#### Directions:
Which lines in the records below contain the word "dist"? Return each of them.
── Supplied information
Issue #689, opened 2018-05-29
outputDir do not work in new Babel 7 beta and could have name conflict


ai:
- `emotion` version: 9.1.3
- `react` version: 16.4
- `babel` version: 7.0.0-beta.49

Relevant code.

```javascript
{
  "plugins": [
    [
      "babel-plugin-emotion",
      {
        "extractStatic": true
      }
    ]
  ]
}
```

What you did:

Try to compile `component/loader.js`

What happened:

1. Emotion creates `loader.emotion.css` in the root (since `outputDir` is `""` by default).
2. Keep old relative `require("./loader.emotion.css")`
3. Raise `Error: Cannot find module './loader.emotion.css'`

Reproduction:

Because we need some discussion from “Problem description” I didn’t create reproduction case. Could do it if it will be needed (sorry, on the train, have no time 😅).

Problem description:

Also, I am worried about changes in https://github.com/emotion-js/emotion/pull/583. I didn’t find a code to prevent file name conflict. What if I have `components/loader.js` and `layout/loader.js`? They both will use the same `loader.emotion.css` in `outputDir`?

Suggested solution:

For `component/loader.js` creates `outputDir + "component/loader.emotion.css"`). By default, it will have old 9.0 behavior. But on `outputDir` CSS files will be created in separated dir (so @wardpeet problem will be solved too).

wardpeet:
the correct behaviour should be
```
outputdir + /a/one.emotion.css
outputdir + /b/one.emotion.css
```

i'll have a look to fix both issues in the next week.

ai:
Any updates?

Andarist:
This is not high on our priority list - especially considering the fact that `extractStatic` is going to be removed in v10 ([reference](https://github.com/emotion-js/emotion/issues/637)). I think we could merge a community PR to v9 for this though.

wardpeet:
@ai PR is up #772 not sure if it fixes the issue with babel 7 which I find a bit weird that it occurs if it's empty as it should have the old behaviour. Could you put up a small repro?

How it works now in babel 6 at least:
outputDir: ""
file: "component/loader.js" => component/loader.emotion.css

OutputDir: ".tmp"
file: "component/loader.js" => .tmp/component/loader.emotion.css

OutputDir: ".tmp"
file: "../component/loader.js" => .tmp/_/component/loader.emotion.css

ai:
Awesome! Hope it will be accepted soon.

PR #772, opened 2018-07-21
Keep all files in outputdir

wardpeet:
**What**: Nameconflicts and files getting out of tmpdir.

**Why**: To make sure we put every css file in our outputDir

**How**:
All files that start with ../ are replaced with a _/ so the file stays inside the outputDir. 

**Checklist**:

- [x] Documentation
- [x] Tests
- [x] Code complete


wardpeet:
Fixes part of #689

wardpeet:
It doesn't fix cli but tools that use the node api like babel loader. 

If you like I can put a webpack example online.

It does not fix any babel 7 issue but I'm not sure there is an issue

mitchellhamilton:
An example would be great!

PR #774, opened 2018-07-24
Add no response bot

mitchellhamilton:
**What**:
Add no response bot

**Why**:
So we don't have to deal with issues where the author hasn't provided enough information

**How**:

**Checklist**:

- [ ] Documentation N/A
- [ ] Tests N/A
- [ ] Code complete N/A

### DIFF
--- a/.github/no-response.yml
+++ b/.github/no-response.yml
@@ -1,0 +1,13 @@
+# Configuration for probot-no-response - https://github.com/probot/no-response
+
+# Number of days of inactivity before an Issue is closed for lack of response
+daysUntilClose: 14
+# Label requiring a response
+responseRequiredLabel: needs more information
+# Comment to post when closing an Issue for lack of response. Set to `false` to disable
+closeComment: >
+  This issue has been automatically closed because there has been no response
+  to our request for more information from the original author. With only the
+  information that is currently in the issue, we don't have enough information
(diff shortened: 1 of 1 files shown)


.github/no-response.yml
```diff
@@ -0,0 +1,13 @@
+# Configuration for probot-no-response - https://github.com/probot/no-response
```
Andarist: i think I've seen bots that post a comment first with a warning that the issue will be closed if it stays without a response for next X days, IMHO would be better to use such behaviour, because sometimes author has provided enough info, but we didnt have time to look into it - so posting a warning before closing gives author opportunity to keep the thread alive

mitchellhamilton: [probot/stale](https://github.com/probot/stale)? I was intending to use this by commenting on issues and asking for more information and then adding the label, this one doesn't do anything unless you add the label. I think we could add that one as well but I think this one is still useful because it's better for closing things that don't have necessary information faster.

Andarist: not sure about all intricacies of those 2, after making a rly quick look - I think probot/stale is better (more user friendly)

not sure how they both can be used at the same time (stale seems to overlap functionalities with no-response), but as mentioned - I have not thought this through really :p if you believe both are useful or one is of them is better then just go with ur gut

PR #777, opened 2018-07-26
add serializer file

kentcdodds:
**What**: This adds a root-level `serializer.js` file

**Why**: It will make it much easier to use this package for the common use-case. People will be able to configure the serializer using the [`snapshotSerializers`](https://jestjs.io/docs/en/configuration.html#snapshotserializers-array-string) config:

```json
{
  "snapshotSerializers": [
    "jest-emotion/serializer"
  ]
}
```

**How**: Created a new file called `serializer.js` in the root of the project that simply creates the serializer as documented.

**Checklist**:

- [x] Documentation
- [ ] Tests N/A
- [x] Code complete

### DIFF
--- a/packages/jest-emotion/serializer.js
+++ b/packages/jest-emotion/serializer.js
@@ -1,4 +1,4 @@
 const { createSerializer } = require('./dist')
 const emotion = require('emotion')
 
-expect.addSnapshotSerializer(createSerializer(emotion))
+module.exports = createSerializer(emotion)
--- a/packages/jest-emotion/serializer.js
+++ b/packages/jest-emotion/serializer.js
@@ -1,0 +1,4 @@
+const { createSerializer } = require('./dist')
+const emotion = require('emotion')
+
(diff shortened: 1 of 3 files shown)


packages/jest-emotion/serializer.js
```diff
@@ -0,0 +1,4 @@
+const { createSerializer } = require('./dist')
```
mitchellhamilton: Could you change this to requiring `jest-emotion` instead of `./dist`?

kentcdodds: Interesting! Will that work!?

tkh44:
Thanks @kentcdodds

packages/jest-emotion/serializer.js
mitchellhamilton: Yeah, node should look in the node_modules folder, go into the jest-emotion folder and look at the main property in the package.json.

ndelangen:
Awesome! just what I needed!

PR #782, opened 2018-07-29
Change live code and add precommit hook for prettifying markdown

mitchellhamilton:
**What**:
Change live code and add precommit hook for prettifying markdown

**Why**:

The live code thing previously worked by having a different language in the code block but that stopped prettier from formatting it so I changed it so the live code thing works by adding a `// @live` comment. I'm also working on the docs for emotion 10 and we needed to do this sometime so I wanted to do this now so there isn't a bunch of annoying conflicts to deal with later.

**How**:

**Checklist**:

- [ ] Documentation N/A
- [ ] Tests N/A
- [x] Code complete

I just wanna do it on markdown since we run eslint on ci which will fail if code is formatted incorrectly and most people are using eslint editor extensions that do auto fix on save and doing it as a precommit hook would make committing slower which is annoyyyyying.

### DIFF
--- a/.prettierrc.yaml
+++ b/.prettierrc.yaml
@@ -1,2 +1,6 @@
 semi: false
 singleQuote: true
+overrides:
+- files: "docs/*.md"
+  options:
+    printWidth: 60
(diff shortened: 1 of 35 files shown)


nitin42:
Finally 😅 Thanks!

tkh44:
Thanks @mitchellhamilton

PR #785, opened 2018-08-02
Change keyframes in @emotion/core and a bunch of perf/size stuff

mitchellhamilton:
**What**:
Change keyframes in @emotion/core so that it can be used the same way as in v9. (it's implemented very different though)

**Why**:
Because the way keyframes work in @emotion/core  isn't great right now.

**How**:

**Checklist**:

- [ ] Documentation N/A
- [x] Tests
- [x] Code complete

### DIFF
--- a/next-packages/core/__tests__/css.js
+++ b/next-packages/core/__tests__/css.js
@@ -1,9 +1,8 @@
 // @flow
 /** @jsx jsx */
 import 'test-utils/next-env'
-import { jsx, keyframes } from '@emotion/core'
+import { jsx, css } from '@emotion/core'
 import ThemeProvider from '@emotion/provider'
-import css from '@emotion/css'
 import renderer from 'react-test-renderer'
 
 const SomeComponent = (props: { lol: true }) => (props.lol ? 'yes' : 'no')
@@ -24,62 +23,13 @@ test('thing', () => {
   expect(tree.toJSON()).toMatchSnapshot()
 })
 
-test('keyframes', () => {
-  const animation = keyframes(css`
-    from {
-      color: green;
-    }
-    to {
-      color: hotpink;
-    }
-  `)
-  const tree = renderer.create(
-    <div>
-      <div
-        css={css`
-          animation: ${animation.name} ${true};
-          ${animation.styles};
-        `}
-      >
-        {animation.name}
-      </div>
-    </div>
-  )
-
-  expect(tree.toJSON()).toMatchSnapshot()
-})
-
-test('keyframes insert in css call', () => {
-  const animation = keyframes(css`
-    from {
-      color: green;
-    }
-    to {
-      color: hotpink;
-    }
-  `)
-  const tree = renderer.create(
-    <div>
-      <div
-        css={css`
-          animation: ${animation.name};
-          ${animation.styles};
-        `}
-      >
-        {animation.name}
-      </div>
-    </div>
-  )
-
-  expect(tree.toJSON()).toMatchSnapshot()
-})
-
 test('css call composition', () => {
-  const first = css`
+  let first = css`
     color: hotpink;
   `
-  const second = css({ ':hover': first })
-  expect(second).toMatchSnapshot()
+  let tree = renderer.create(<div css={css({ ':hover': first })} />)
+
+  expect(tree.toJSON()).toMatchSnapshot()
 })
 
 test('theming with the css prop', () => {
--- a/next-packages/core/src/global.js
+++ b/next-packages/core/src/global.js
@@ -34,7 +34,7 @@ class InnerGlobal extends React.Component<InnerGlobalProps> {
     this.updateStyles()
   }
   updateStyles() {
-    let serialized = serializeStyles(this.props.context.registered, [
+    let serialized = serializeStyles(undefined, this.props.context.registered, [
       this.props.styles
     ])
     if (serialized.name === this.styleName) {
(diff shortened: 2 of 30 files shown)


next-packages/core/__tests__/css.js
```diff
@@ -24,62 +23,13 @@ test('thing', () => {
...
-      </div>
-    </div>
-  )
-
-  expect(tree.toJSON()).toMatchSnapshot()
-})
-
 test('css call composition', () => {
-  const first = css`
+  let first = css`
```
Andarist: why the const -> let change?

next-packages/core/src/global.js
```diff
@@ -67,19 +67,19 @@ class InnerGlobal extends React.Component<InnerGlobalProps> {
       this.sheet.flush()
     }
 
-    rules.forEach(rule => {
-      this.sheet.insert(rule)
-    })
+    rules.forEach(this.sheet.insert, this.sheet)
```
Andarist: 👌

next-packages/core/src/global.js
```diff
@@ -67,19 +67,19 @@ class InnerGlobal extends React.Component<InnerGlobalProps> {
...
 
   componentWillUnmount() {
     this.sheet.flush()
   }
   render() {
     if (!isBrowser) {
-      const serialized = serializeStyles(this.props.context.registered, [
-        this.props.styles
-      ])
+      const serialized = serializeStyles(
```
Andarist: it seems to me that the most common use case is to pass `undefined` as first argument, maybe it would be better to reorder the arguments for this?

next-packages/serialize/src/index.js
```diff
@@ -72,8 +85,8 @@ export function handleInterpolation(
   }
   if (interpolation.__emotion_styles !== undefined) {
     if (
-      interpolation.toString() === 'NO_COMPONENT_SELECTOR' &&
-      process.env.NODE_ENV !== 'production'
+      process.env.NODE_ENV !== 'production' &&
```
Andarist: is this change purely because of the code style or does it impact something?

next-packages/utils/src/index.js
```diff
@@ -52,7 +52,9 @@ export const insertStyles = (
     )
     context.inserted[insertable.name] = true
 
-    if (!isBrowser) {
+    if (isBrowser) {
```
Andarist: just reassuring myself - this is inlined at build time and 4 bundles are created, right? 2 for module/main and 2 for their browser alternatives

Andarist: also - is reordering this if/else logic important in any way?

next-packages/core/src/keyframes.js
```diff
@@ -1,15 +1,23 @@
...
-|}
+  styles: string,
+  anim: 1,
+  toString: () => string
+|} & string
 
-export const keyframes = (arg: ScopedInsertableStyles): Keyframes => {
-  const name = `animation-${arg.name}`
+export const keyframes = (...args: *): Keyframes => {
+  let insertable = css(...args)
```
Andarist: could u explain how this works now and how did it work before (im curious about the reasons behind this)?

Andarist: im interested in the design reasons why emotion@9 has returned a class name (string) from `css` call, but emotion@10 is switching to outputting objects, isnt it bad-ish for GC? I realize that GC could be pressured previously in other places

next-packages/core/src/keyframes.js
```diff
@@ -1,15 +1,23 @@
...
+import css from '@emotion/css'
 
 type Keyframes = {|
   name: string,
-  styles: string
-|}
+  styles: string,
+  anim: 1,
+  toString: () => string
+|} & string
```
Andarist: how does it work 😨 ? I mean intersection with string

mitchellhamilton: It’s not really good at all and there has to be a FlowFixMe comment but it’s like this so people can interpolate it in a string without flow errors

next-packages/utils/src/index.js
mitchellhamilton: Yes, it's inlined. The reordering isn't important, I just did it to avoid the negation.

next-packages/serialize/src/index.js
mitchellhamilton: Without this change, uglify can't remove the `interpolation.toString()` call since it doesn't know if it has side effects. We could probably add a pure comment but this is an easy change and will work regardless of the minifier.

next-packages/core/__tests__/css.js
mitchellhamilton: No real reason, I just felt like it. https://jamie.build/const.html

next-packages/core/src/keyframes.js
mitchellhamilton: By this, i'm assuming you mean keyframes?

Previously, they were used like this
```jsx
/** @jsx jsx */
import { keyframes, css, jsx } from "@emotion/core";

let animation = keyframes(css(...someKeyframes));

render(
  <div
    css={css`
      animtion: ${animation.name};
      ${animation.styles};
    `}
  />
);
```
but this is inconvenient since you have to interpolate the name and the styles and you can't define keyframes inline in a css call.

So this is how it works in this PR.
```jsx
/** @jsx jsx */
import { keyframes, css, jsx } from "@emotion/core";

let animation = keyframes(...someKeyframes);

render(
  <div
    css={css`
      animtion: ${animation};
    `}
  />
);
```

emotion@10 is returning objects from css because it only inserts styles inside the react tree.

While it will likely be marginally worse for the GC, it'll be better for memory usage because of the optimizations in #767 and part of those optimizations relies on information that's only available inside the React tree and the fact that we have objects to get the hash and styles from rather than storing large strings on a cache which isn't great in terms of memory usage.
────
#### Output below:
 const { createSerializer } = require('./dist')
+const { createSerializer } = require('./dist')
+const { createSerializer } = require('./dist')
mitchellhamilton: Could you change this to requiring `jest-emotion` instead of `./dist`?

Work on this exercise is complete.